§ Requirement
In your answer, every line of the records should be written out exactly.

§ Supplied entries

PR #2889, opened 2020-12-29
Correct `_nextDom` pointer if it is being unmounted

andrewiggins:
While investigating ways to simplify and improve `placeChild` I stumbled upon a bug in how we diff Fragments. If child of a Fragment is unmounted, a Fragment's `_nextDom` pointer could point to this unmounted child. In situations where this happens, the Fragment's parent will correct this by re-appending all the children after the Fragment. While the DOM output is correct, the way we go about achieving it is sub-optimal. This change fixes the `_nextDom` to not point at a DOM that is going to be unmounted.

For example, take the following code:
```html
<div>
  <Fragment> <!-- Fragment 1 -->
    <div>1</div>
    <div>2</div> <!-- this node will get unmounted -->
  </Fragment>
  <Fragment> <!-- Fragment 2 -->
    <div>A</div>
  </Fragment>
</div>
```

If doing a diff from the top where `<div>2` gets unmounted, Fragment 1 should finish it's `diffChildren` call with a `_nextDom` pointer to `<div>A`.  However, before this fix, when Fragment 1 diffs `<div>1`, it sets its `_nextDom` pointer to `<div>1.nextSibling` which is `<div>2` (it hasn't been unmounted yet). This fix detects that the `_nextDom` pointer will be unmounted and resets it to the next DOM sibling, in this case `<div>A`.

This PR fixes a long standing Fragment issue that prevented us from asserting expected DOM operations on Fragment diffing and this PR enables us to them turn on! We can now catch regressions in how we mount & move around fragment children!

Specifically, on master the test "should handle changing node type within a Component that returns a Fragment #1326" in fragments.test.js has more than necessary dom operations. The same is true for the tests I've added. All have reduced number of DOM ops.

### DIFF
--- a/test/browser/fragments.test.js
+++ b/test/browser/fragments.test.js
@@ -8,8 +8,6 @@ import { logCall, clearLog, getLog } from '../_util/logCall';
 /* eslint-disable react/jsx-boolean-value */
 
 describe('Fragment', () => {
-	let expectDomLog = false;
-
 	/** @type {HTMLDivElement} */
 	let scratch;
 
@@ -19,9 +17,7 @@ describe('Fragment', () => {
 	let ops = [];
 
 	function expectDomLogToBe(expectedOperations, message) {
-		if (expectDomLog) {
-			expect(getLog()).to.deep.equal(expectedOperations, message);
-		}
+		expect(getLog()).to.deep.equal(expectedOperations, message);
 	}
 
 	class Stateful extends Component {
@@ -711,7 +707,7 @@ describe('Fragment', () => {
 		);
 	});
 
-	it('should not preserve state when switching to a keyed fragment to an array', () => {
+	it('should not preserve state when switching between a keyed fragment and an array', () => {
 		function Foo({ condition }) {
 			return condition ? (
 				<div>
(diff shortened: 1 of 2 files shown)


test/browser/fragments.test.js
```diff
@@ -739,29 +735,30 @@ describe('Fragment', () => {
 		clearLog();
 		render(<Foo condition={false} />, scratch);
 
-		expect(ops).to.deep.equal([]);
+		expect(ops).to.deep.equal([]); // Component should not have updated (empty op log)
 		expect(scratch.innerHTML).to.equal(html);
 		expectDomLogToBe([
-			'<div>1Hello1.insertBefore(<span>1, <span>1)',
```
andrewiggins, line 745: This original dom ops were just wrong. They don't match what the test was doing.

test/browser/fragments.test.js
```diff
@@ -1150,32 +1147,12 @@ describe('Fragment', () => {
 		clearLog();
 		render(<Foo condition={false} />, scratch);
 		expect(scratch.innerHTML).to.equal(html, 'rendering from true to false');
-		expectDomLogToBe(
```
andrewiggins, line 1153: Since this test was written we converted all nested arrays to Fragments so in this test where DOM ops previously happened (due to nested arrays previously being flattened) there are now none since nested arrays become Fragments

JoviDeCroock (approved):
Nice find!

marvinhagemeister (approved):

§ Exercise solution
PR #2889, opened 2020-12-29
Correct `_nextDom` pointer if it is being unmounted

andrewiggins:
While investigating ways to simplify and improve `placeChild` I stumbled upon a bug in how we diff Fragments. If child of a Fragment is unmounted, a Fragment's `_nextDom` pointer could point to this unmounted child. In situations where this happens, the Fragment's parent will correct this by re-appending all the children after the Fragment. While the DOM output is correct, the way we go about achieving it is sub-optimal. This change fixes the `_nextDom` to not point at a DOM that is going to be unmounted.

For example, take the following code:
```html
<div>
  <Fragment> <!-- Fragment 1 -->
    <div>1</div>
    <div>2</div> <!-- this node will get unmounted -->
  </Fragment>
  <Fragment> <!-- Fragment 2 -->
    <div>A</div>
  </Fragment>
</div>
```

If doing a diff from the top where `<div>2` gets unmounted, Fragment 1 should finish it's `diffChildren` call with a `_nextDom` pointer to `<div>A`.  However, before this fix, when Fragment 1 diffs `<div>1`, it sets its `_nextDom` pointer to `<div>1.nextSibling` which is `<div>2` (it hasn't been unmounted yet). This fix detects that the `_nextDom` pointer will be unmounted and resets it to the next DOM sibling, in this case `<div>A`.

This PR fixes a long standing Fragment issue that prevented us from asserting expected DOM operations on Fragment diffing and this PR enables us to them turn on! We can now catch regressions in how we mount & move around fragment children!

Specifically, on master the test "should handle changing node type within a Component that returns a Fragment #1326" in fragments.test.js has more than necessary dom operations. The same is true for the tests I've added. All have reduced number of DOM ops.

### DIFF
--- a/test/browser/fragments.test.js
+++ b/test/browser/fragments.test.js
@@ -8,8 +8,6 @@ import { logCall, clearLog, getLog } from '../_util/logCall';
 /* eslint-disable react/jsx-boolean-value */
 
 describe('Fragment', () => {
-	let expectDomLog = false;
-
 	/** @type {HTMLDivElement} */
 	let scratch;
 
@@ -19,9 +17,7 @@ describe('Fragment', () => {
 	let ops = [];
 
 	function expectDomLogToBe(expectedOperations, message) {
-		if (expectDomLog) {
-			expect(getLog()).to.deep.equal(expectedOperations, message);
-		}
+		expect(getLog()).to.deep.equal(expectedOperations, message);
 	}
 
 	class Stateful extends Component {
@@ -711,7 +707,7 @@ describe('Fragment', () => {
 		);
 	});
 
-	it('should not preserve state when switching to a keyed fragment to an array', () => {
+	it('should not preserve state when switching between a keyed fragment and an array', () => {
 		function Foo({ condition }) {
 			return condition ? (
 				<div>
(diff shortened: 1 of 2 files shown)


test/browser/fragments.test.js
```diff
@@ -739,29 +735,30 @@ describe('Fragment', () => {
 		clearLog();
 		render(<Foo condition={false} />, scratch);
 
-		expect(ops).to.deep.equal([]);
+		expect(ops).to.deep.equal([]); // Component should not have updated (empty op log)
 		expect(scratch.innerHTML).to.equal(html);
 		expectDomLogToBe([
-			'<div>1Hello1.insertBefore(<span>1, <span>1)',
```
andrewiggins, line 745: This original dom ops were just wrong. They don't match what the test was doing.

test/browser/fragments.test.js
```diff
@@ -1150,32 +1147,12 @@ describe('Fragment', () => {
 		clearLog();
 		render(<Foo condition={false} />, scratch);
 		expect(scratch.innerHTML).to.equal(html, 'rendering from true to false');
-		expectDomLogToBe(
```
andrewiggins, line 1153: Since this test was written we converted all nested arrays to Fragments so in this test where DOM ops previously happened (due to nested arrays previously being flattened) there are now none since nested arrays become Fragments

JoviDeCroock (approved):
Nice find!

marvinhagemeister (approved):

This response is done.